A popular sugar additive may have fueled the spread of not one but two superbugs


Two bacterial strains that have plagued hospitals around the country may have been at least partly fueled by a sugar additive in our food products, scientists say. Trehalose, a sugar that is added to a wide range of food products, could have allowed certain strains of Clostridium difficile to become far more virulent than they were before, a new study finds.

The results, described in the journal Nature, highlight the unintended consequences of introducing otherwise harmless additives to the food supply.

C. difficile is a nasty bacterium — infection can result in severe diarrhea and death — and numbers among the most prevalent hospital-acquired infections in the United States. According to the Centers for Disease Control and Prevention, nearly half a million people were sickened by the bug in 2011. Some 29,000 of those patients died within 30 days of being diagnosed with C. difficile, and about 15,000 of those deaths were directly linked to the infection.

The disease wasn’t always such a scourge of the sick and hospitalized, and scientists have long been trying to figure out why certain strains have become so successful in recent years. The misuse and overuse of antibiotics has long been thought to be responsible for the rise of many kinds of antibiotic-resistant “superbugs.”

To probe the mystery, a team of scientists led out of Baylor College of Medicine in Texas examined two particularly successful lineages of C. difficile, RT027 and RT078, examining what kind of carbon-rich molecules they ate. Both types, they noticed, seemed very good at using low concentrations of the sugar trehalose as a sole carbon source.

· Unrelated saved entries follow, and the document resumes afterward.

PR #15928, opened 2019-06-19
[Fresh] Track mounted roots via DevTools Hook

gaearon:
The previous Fresh runtime API forced you to pass a root handle. However, that presumes that the module runtime (such as Metro) somehow is aware of all roots on the page. This isn't the case.

We could have React keep track of mounted roots. However, that might not be necessary. Here's why.

We still need some way to let the module runtime schedule refreshes. Currently this is done via DevTools Global Hook injection. DevTools (or module runtime) can set up the Global Hook. The renderer injects `scheduleHotUpdate` in it. As a result, the module runtime can schedule refreshes.

**Since we already rely on the DevTools Hook for communication, we might as well use the fact that this Hook gives us information about all roots.** Indeed, that's how DevTools itself works.

## The Goal

This PR lets the module runtime do 

```js
ReactRefreshRuntime.injectIntoGlobalHook(window);
```

and then

```js
ReactRefreshRuntime.performReactRefresh(update);
```

without worrying about how to track mounted roots.

#### Adding `injectIntoGlobalHook` to Refresh Runtime

  - This either sets up a shimmed tiny version of the Global Hook (for web users without extension).
  - Or, if the Global Hook is already set up (for web users with extension, or for RN which always sets it up), monkeypatches it.

The goal in both cases is to grab the scheduling functionality and to track roots in the Runtime. This lets the module system (e.g. Metro) simply call `ReactRefreshRuntime.performReactRefresh()` and not worry about how this connects to React.

The only constraint is that `ReactRefreshRuntime.injectIntoGlobalHook()` needs to run before the renderer code. The module system can guarantee it because it owns the execution order.

I have added regression tests for tracking roots.

#### Tweaking the API exposed to DevTools

Previously, we had `scheduleHotUpdate(root, update)` which included the resolution function. However, I realized this doesn't really work if you don't have a `root`. For example, if you hot update a component, but no roots are mounted yet, you still want its *next* render to use the updated version. So  you _need_ to inject the resolution function anyway.

I changed the API to:

* `setRefreshHandler(handler)` — This sets up the family resolution function. It is called on first edit even if there are no roots.
* `scheduleRefresh(root, update)` — renamed from `scheduleHotReload`
* `findHostInstancesForRefresh` — renamed from `findHostInstancesForHotReload`

## Follow-ups

There's a few things I plan to change here later. One is to use host config for getting client rect. But this isn't critical to get in now, since I don't plan to implement this in the first Metro integration. The second one is to add a few convenience helpers to move more React-related logic out of the module runtime (e.g. Metro). I might push that a bit later but it doesn't block this PR.

### DIFF
--- a/packages/react-refresh/src/ReactFreshRuntime.js
+++ b/packages/react-refresh/src/ReactFreshRuntime.js
@@ -137,119 +137,131 @@ function resolveFamily(type) {
 }
 
 export function performReactRefresh(): boolean {
-  if (pendingUpdates.length === 0) {
-    return false;
-  }
-
-  const staleFamilies = new Set();
-  const updatedFamilies = new Set();
-
-  const updates = pendingUpdates;
-  pendingUpdates = [];
-  updates.forEach(([family, nextType]) => {
-    // Now that we got a real edit, we can create associations
-    // that will be read by the React reconciler.
-    const prevType = family.current;
-    familiesByType.set(prevType, family);
-    familiesByType.set(nextType, family);
-    family.current = nextType;
-
-    // Determine whether this should be a re-render or a re-mount.
-    if (canPreserveStateBetween(prevType, nextType)) {
-      updatedFamilies.add(family);
-    } else {
-      staleFamilies.add(family);
+  if (__DEV__) {
+    if (pendingUpdates.length === 0) {
+      return false;
     }
-  });
 
-  const update: RefreshUpdate = {
-    updatedFamilies,
-    staleFamilies,
-  };
+    const staleFamilies = new Set();
+    const updatedFamilies = new Set();
 
-  if (typeof setRefreshHandler !== 'function') {
-    warningWithoutStack(
-      false,
-      'Could not find the setRefreshHandler() implementation. ' +
-        'This likely means that injectIntoGlobalHook() was either ' +
-        'called before the global DevTools hook was set up, or after the ' +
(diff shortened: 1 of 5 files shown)


gaearon:
Pushed a second commit. This just adds some helpers that are currently inlined in Metro in my draft. It doesn't make sense to inline them in Metro because they're more React-specific. And other integrations will need the same helpers. So I put them in the runtime too.

gaearon:
Verified this works in RN.

packages/react-refresh/src/ReactFreshRuntime.js
```diff
@@ -202,23 +271,260 @@ export function setSignature(
...
+
+    // For React Web, the global hook will be set up by the extension.
+    // This will also run before us.
+    let hook = globalObject.__REACT_DEVTOOLS_GLOBAL_HOOK__;
+    if (hook === undefined) {
+      // However, if there is no DevTools extension, we'll need to set up the global hook ourselves.
+      // Note that in this case it's important that renderer code runs *after* this method call.
+      // Otherwise, the renderer will think that there is no global hook, and won't do the injection.
+      globalObject.__REACT_DEVTOOLS_GLOBAL_HOOK__ = hook = {
+        supportsFiber: true,
```
bvaughn: Why? Does refresh actually work with non-FIber versions?

bvaughn:
Changes seem good. Your recent prod-only errors are causing test-prod tests to fail though 😁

The researchers analyzed the genomes of both RT027 and RT078. While both had RNA sequences that allowed each type to take advantage of trehalose in low doses, they did so in very different ways.

C. difficile bacteria have genes that can break trehalose into glucose (a simpler, more useful sugar) and its derivatives. But a special protein called TreR blocks the microbes from metabolizing trehalose unless the concentration of trehalose in the environment is very high.

In RT027, the TreR protein is modified in a way that lowers the bar, allowing the bacteria to metabolize trehalose even in quite low concentrations.

RT078, however, is using a different mechanism to do the same thing, having picked up four genes that are used in taking up and metabolizing trehalose. (Just one of them, it turns out, was responsible for its powered-up ability to grow in small amounts of trehalose.)

“Unexpectedly, RT078 does not share the genetic alteration in TreR that is found in RT027,” Jimmy D. Ballard of the University of Oklahoma Health Sciences Center, who was not involved in the study, wrote in a commentary. Thus, “it therefore seems that two epidemic strains of C. difficile have optimized trehalose metabolism in unrelated ways.”

The researchers tested their findings in mice. If they removed a gene for trehalose metabolism in RT027, then the strain became far less virulent. And if they added trehalose to the diets of animals affected with an unaltered RT027, the mice’s risk of death shot up.


So, was the trehalose causing a bacterial population boom? Not really. The scientists found the RT027 bacterial load in the mice to be roughly the same regardless of whether they were fed this sugar. Instead, scientists think the microbes’ improved ability to metabolize the sugar meant that they also produced more C. difficile toxins — making the bacteria far more virulent.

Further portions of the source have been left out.